# A ray of hope



## mahaz

Asslam-o-Alaikum & Hi,

How would you say *'A Ray of Hope' *in your mother toungue or in any other language?

Regards,
Maha


----------



## tigger_uhuhu

Hi, Mahaz. In Mexico, we say:

Un rayo de luz/un rayo de esperanza

Cheers 
Tigger esperanzado


----------



## Laia

In Catalan:

Un raig de llum/ un raig d'esperança


----------



## Outsider

In Portuguese, _um raio de esperança_.


----------



## judkinsc

_Radius Spei_, in Latin.


----------



## cherine

In Arabic it's shu3aa3 amal شعاع أمل and we sometimes say بصيص من نور basiis min nur (which literaly mean : a ray of light, but gives the same meaning)


----------



## Jana337

Czech: Paprsek naděje.

Jana


----------



## ronanpoirier

Hungarian:

Egy reménysugár.


----------



## Dalian

Mandarin Chinese:

一线希望 (yi xian xi wang)


----------



## Lancel0t

In Filipino:

Sinag ng pag-asa


----------



## Whodunit

In German:

*Ein Hoffnungsschimmer*

ein = a
Hoffnung = hope
Schimmer = literally: glimmer


----------



## Mutichou

In French: une lueur d'espoir.


----------



## JLanguage

Hebrew: קרן תקווה
(Kéren Tikváh)


----------



## alby

Croatian:

Tračak nade.


----------



## Elieri

Swedish: A direct translation would be *"En stråle av hopp"*, and I've seen it used.
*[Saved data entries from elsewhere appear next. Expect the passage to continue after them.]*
PR #784, opened 2025-06-05
fix: Correct UINT max value handling

burakutkuc:
Related to https://github.com/ThrowTheSwitch/CMock/issues/509

In addition:

The following guard clause:

```
if ((threshold == actual) && (compare & UNITY_EQUAL_TO)) { return; }
if ((threshold == actual))                               { failed = 1; }
```

was replaced with:

```if ((threshold == actual) && !(compare & UNITY_EQUAL_TO)) { failed = 1; }```

The goal was to align the behavior of the `UnityAssertGreaterOrLessOrEqualNumber `function with its name.
In the previous implementation, the function would return early without handling "greater or equal" or "less or equal" cases.
With this update, the function properly allows those comparisons when no failure condition is met.


mvandervoord:
Hi @burakutkuc -- my apologies for taking so long to get back to you on this. I really appreciate that you've chosen to help this project! 

Running the regression tests, it appears there are still some changes to make (see links above). Do you have time to take a look at them?

burakutkuc:
Hi @mvandervoord , no worries at all. thanks for getting back.

 I’ve reviewed the test results and fixed the issue. it should be all good now.

Issue #793, opened 2025-07-18
Generated runners fail to compile when command line arguments are enabled for parameterized tests with strings or newlines


jeronstone:
# Problem

Given TEST_CASE fixtures with string parameters,

```{c}
TEST_CASE("SOMESTRINGHERE")
```
or newlines,
```{c{
TEST_CASE("string.hello.1.2.3.4", REALLY_LONG_ENUM_NAMES2, REALLY_LONG_ENUM_NAMES3,
          NEWLINE_SOME_ENUM)
```

AND `UNITY_USE_COMMAND_LINE_ARGS` is set and compiled with `-DUNITY_USE_COMMAND_LINE_ARGS`, and generate_test_runner.rb is run with `--cmdline_args=1` and `--use_param_tests=1`,

The generated runner `.c` files do not compile.

Example error:
```{c}
  170 |       UnityPrint("  test_cool_name(SOME_ENUM, "12345")");
      |                                         ^~~~~~~~~~~~~~~~~~~~
/path/build/default/test/test_file_runner.c:170:77: error: expected ‘)’ before numeric constant
```

# Probable Cause

The output from [line 472 of generate_test_runner.rb](https://github.com/ThrowTheSwitch/Unity/blob/bddb1366a2e3bf18f0f626fd532a1388032c0e9f/auto/generate_test_runner.rb#L472) writes the TEST_CASE parameters verbatim to the `_runner.c`. When the parameters include strings, the double quotes (") are written to the runner file, and a C compiler will treat them as the end of the String begun by `UnityPrint`, causing all sorts of compilation failures. 

Newlines are also written verbatim, which introduces a few possibilities for compilation error (e.g. newline causes string to not end).

# Proposed Solution

Replace line 472 with:
```{ruby}
output.puts("      UnityPrint(\"  #{test[:test]}(#{args.gsub('"','').gsub("\n",'')})\");")
``` 

which will remove all double-quotes (") and newline characters from the TEST_CASE parameters. Since these are just prints, the impact of not having the double quotes is minimal, and mostly just a visual change.

There may be better ways to solve this issue though, any thoughts?

KaSroka:
Also encountered this bug. Can we proceed with merging the fix?

sullivanmj:
The fix in the pull request worked for me as well.

Letme:
Since fix is merged, can we close this? @mvandervoord

PR #794, opened 2025-07-18
String test case parameter & command-line argument error fix

jeronstone:
Closes issue in #793


sullivanmj:
This works great, thanks for the fix. One suggestion might be to replace `"` with `\"` for formatting purposes.

PR #804, opened 2025-09-16
Add EOL after test message

skocjan:
If TEST_ASSERT_*_MESSAGE() is used and fails, next message is printed on the same line without EOL. This change should improve the readability of output.


skocjan:
Hi @mvandervoord , thanks for explaination. My configuration is a cross compilation to TI ARM platform and to be honest, it must've been some misinterpretation from my side, because now, when I have it properly integrated, I cannot see the issue anymore. Sorry for the noise and PR can be closed

PR #821, opened 2025-12-26
Enable Bazel test filtering in Unity command-line args

tragisch:
:pineapple:

## Summary
Add Bazel test filtering support via TESTBRIDGE_TEST_ONLY when UNITY_USE_COMMAND_LINE_ARGS is enabled, plus core tests and docs.

## Why
Bazel’s --test_filter sets TESTBRIDGE_TEST_ONLY. Unity previously ignored this, so single‑test runs were not possible.

## What Changed
Support TESTBRIDGE_TEST_ONLY in UnityParseOptions
Add Unity core tests for env‑based filtering and CLI override
Document new behavior and note UNITY_GETENV override option
Update UnityChangeLog.md

## Notes
Requires UNITY_USE_COMMAND_LINE_ARGS

### DIFF
--- a/docs/UnityChangeLog.md
+++ b/docs/UnityChangeLog.md
@@ -18,6 +18,7 @@ Prior to 2008, the project was an internal project and not released to the publi
 New Features:
   
   - Add `-n` comand line option as strict matcher again
+  - Support `TESTBRIDGE_TEST_ONLY` for Bazel `--test_filter` when `UNITY_USE_COMMAND_LINE_ARGS` is enabled
 
 Significant Bugfixes:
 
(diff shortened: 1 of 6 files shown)


mvandervoord:
I feel like I'm missing some important context with this PR... like what Bazel or TestBridge are and why a Unity Test developer would need this?

tragisch:
Thanks for asking.

`bazel test //:<test-target>` runs all tests in the C file associated with that target, which is fine in most cases.

Sometimes, though, you want to run just one specific test from that file—for example, when benchmarking or debugging a single failing test among many others. This is especially useful on embedded devices, where test runs can be slow and are often required for safety-critical applications.

`bazel test --test_filter=...` lets you rerun only that individual unit test.

PR #1823, opened 2015-05-22
Fix build script for Mac.

JeremyKuhne:
Installing latest Mono (4.0) then building latest github you can build successfully on Mac.

@weshaggard, @akoeplinger, @ellismg

### DIFF
--- a/build.sh
+++ b/build.sh
@@ -8,7 +8,16 @@ __nugetconfig=$__sourceroot/NuGet.Config
 __msbuildpackageid="Microsoft.Build.Mono.Debug"
 __msbuildpackageversion="14.1.0.0-prerelease"
 __msbuildpath=$__packageroot/$__msbuildpackageid.$__msbuildpackageversion/lib/MSBuild.exe
-__referenceassemblyroot=/usr/lib/mono/xbuild-frameworks
+
+if [ $(uname) == "Linux" ]; then
+    __monoroot=/usr
+else
+    __monoroot=/Library/Frameworks/Mono.framework/Versions/Current
+fi
+
+__referenceassemblyroot=$__monoroot/lib/mono/xbuild-frameworks
+
+
 __monoversion=$(mono --version | grep "version 4.[1-9]")
 
 if [ $? -ne 0 ]; then


build.sh
```diff
@@ -8,7 +8,16 @@ __nugetconfig=$__sourceroot/NuGet.Config
 __msbuildpackageid="Microsoft.Build.Mono.Debug"
 __msbuildpackageversion="14.1.0.0-prerelease"
 __msbuildpath=$__packageroot/$__msbuildpackageid.$__msbuildpackageversion/lib/MSBuild.exe
-__referenceassemblyroot=/usr/lib/mono/xbuild-frameworks
+
+if [ $(uname) == "Linux" ]; then
+    __monoroot=/usr
+else
+    __monoroot=/Library/Frameworks/Mono.framework/Versions/4.0.0
```
akoeplinger: Use `Current` instead of the explicit 4.0.0 to make it future proof.

akoeplinger:
LGTM apart from the one comment. With which version did you test on Mac? I thought it'd run into the same Roslyn issue we're running into with Mono 4.0 on Linux (that's why we're checking for Mono >= 4.1)?

build.sh
JeremyKuhne: It wasn't in the Current directory after building and installing per http://www.mono-project.com/docs/compiling-mono/mac/. (e.g. 'make' 'make install')

JeremyKuhne:
@akoeplinger 4.1, built from latest source. I didn't see any other way to get 4.1.

build.sh
akoeplinger: If you followed that guide then you installed Mono into `/usr/local`. The PCL assemblies are still in the folder of the regular package, which should have a Current folder.

akoeplinger:
@JeremyKuhne makes sense. Btw. I've seen a commit in the mono-4.0 branch that fixes the issue, so as soon as this hits a 4.0 service release it'll be a moot point anyway :)

build.sh
JeremyKuhne: Sorry, when I was searching for it I didn't see the portable folder - love .Net being hidden. :)

ellismg:
LGTM

PR #1826, opened 2015-05-22
System.Text.Encoding: Add missing dnxcore50 frameworks element to project.json

akoeplinger:
@ericstj can I just commit the project.lock.json as well? I noticed there are a couple other lockfiles that aren't checked in.


mellinoe:
Yes, I think we should check in all of the lock files that are missing now,

akoeplinger:
Ok, I think this should be done as a separate PR then (partly because I'm not sure I got the correct versions right now).

@dotnet-bot test this please

Maxwe11:
@dotnet-bot test this please

ericstj:
LGTM.  For lock files please check them in.  I'm ok with it being a separate commit.  If the versions showing up don't match the rest of the repo simply find/replace.

stephentoub:
LGTM

PR #1832, opened 2015-05-23
Use immutable collections 1.1.36 in metadata

tmat:


stephentoub:
This is failing to compile with the error:
```
d:\j\workspace\dotnet_corefx_windows_debug_prtest\bin\Windows_NT.AnyCPU.Debug\System.Reflection.Metadata\System.Reflection.Metadata.dll : error CS1705: Assembly 'System.Reflection.Metadata, Version=1.1.0.0, Culture=neutral, PublicKeyToken=b03f5f7f11d50a3a' uses 'System.Collections.Immutable, Version=1.1.36.0, Culture=neutral, PublicKeyToken=b03f5f7f11d50a3a' which has a higher version than referenced assembly 'System.Collections.Immutable, Version=1.1.34.0, Culture=neutral, PublicKeyToken=b03f5f7f11d50a3a'
```

jasonwilliams200OK:
@tmat if you rebase, you will find out [project.lock.json](https://github.com/dotnet/corefx/blob/e9b144e6882b972fbca043f5f5b156ff45813c5f/src/System.Reflection.Metadata/src/project.lock.json) in metadata src root, which probably needs to be updated as well.

tmat:
@jasonwilliams200OK  What is project.lock.json and why is it in the repo?

jasonwilliams200OK:
@tmat, it was added as part of changes merged from TFS through https://github.com/dotnet/corefx/pull/1809. The commit message of https://github.com/dotnet-bot/corefx/commit/d2fbc005707933db1cebca035d6cd6073af6cae4 reads:

> Lock dependencies to ensure we build against a predictable package version
>
This change adds the lock files to repo to ensure we build against a stable set of dependencies.  To explicitly update dependencies use build.cmd /T:RestorePackages /P:LockDependencies=true and this will pick up the latest depenedencies.
>
Existing projects adding new dependencies will automatically update the lock file incrementally.
>
New projects should make sure to check their lock file in with locked set to true.
>
[tfs-changeset: 1474296]

tmat:
@ericstj Could you point me to the reasoning behind .lock.json files? I don't understand why specifying the version in packages.json file is not "predicable" enough. Now the process of updating a dependency version is much more complicated than it used to be.

ericstj:
It's actually much simpler.   We switched to '*' versioning for most dependencies.  This allows us to "float" versions to the latest build.  The lock file ensures that the floating version is still predictable at a given sync point.  To update the lock (and thus, all the floating versions across the repo), just run /t:RestorePackages /p:LockDependencies=true.
For further discussion of the design of project.json and project.lock.json please take that to https://github.com/aspnet/dnx.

But I think *"En ljusglimt"* (a glimpse of light), is more common to say.


----------



## Roi Marphille

Laia said:
			
		

> In Catalan:
> 
> Un raig de llum/ un raig d'esperança


I think it'd be better: _un bri d'esperança_.


----------



## Willi

Italian

un raggio di speranza


----------



## instantREILLY

*Japanese*
希望の光  _Kibou no hikari
_(This means "light of hope", and is what I've always heard.  To say, literally, a "ray" of hope would be 希望の日差し _kibou no hizashi_, but I think this implies a physical beam of [specifically] sun-light.)
*Korean*
희망의 빛  _Hûimang-ûi bit
_(Same thing as in Japanese, but you can also say 희망의 광선 _hûimang-ûi gwang'sôn_ to mean more of a beam of light.  However, unlike the Japanese "hizashi", the Korean "gwang'sôn" doesn't specifically relate to the sun.)


----------



## Jda

in Turkish *"umut işığı"*


----------



## Tyfo

In danish we would say;

Et glimt af håb.


----------



## Roshini

In Malay:
A ray of hope - Sinar harapan

But it depends on your sentence, it can also be put like : 'Satu sinar harapan......'
Have fun!


----------



## macta123

In Hindi -  Aasha ki kiran  or Umeed ki kiran


----------



## parakseno

Romanian: O rază de speranţă.


----------



## kusurija

Jana337 said:


> Czech: Paprsek naděje. _(word-to-word)_
> 
> Jana


We also say: 
Jiskřička naděje.(sparklet)

In Lithuanian:
Vilties spindulys.  _(word-to-word)
_Vilties kibirkštis(m.)/kibirkštėlė(f.).(sparklet)


----------



## Nizo

In *Esperanto*, _radio de espero_.


----------



## mataripis

Tagalog: Tanglaw ng Pag Asa.  The word "Tanglaw" is used when vast area is reached by light. "Sikat" is limited to small space or area.


----------



## apmoy70

In Greek the expression used is «αχτίδα φωτός» (ax'tiða fo'tos), lit. "ray of light" with the same meaning.


----------



## sakvaka

*Finnish*: _toivon pilkahdus _(a glimpse of hope)


----------



## sakvaka

Elieri said:


> Swedish: A direct translation would be *"En stråle av hopp"*, and I've seen it used. But I think *"En ljusglimt"* (a glimpse of light), is more common to say.


 
How about _en glimt av hopp_?


----------



## 810senior

Japanese:
一縷の望み(a streak of desire)


----------



## ilocas2

Czech:

*záblesk naděje* (flash of hope)


----------



## bazq

JLanguage said:


> Hebrew: קרן תקווה
> (Kéren Tikváh)



Note that קרן תקווה is the literal translation for "a ray of hope", but it's not used in Hebrew.
קרן אור [keren 'or] = "ray of light" is understood as "ray of hope".
שביב תקווה [shviv tikva] = "a fragment/drop of hope".


----------



## elroy

cherine said:


> In Arabic it's shu3aa3 amal شعاع أمل and we sometimes say بصيص من نور basiis min nur (which literaly mean : a ray of light, but gives the same meaning)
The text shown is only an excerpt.